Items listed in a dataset
PR #1729, opened 2026-07-27
Bootstrap/remove bootstrap file

sadiqkhoja:
Addresses part of https://github.com/getodk/central/issues/1278

Dependent on https://github.com/getodk/central-frontend/pull/1720

#### What has been done to verify that this works as intended?

Manual verification

#### Why is this the best possible solution? Were any other approaches considered?

Just deleted the bootstrap.js as all dependent components of `dropdown` have been upgraded.

#### How does this change impact users? Describe intentional behavior changes from code updates. What are the regression risks?

None

#### Does this change require updates to user documentation? If so, please file an issue [here](https://github.com/getodk/docs/issues/new) and include the link below.

No

PR #1732, opened 2026-07-28
Bootstrap/remove bootstrap modal

sadiqkhoja:

Dependent on https://github.com/getodk/central-frontend/pull/1729

Test sand manual verification

- Removed the separate overlay element, as it simplified our code. Bootstrap likely had it to support animations or multiple simultaneous modals.
- Removed the `resize` emit since it was not used anywhere.
- Skipped Bootstrap's `handleUpdate` method, which only exists to prevent a slight leftward shift of the modal when the scrollbar appears. The [source code](https://github.com/twbs/bootstrap/blob/68b0d231a13201eb14acd3dc84e51543d16e5f7e/js/modal.js#L295) for this looks overly complex for such a minor UI adjustment. On modern OSes (at least macOS and Windows), scrollbar is shown above the content only when scrolling, so this fix isn't really necessary. If needed later, I'd just nudge the modal slightly left to compensate for the scrollbar.
- I also considered removing everything related to `has-scroll` to simplify the modal component further, but decided against it. For the full-size modal, my plan is to make the modal body scrollable instead of the `.modal` element itself. I'll open an issue with more details on this.

None

No

### DIFF
--- a/apps/central/test/components/dataset/property/new.spec.js
+++ b/apps/central/test/components/dataset/property/new.spec.js
@@ -1,3 +1,5 @@
+import { nextTick } from 'vue';
+
 import DatasetPropertyNew from '../../../../src/components/dataset/property/new.vue';
 import DatasetProperties from '../../../../src/components/dataset/overview/dataset-properties.vue';
 
@@ -50,8 +52,9 @@ describe('DatasetPropertyNew', () => {
       hide: '.btn-link'
     }));
 
-  it('focuses the input', () => {
+  it('focuses the input', async () => {
     const modal = mount(DatasetPropertyNew, mountOptions({ attachTo: document.body }));
+    await nextTick();
     modal.get('input').should.be.focused();
   });
 
--- a/apps/central/test/components/entity/update.spec.js
+++ b/apps/central/test/components/entity/update.spec.js
@@ -1,3 +1,5 @@
+import { nextTick } from 'vue';
+
 import EntityUpdate from '../../../src/components/entity/update.vue';
 import EntityUpdateRow from '../../../src/components/entity/update/row.vue';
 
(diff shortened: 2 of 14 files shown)


apps/central/test/components/dataset/property/new.spec.js
```diff
@@ -50,8 +52,9 @@ describe('DatasetPropertyNew', () => {
       hide: '.btn-link'
     }));
 
-  it('focuses the input', () => {
+  it('focuses the input', async () => {
     const modal = mount(DatasetPropertyNew, mountOptions({ attachTo: document.body }));
+    await nextTick();
```
sadiqkhoja, line 57: understand this is really required if state is true initially.

apps/central/test/components/entity/update.spec.js
```diff
@@ -83,7 +86,8 @@ describe('EntityUpdate', () => {
     const textareas = modal.findAll('textarea');
     textareas.map(({ element }) => element.style.height).should.eql(['', '']);
     await modal.setProps({ state: true });
-    await modal.vm.$nextTick();
+    await nextTick();
+    await nextTick();
```
sadiqkhoja, line 90: remove one?

matthew-white (approved):

apps/central/test/components/dataset/property/new.spec.js
sadiqkhoja: it is required because emit.shown is emitted after onMounted event and inside `nextTick()`

apps/central/test/components/entity/update.spec.js
sadiqkhoja: no, because resizing of textarea happens after @shown event and inside `nextTick()`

What you have to do
Could you output, exactly and with nothing else, the lines from the start of the records through the line containing "#### Why is"?

Written solution
PR #1729, opened 2026-07-27
Bootstrap/remove bootstrap file

sadiqkhoja:
Addresses part of https://github.com/getodk/central/issues/1278

Dependent on https://github.com/getodk/central-frontend/pull/1720

#### What has been done to verify that this works as intended?

Manual verification

#### Why is this the best possible solution? Were any other approaches considered?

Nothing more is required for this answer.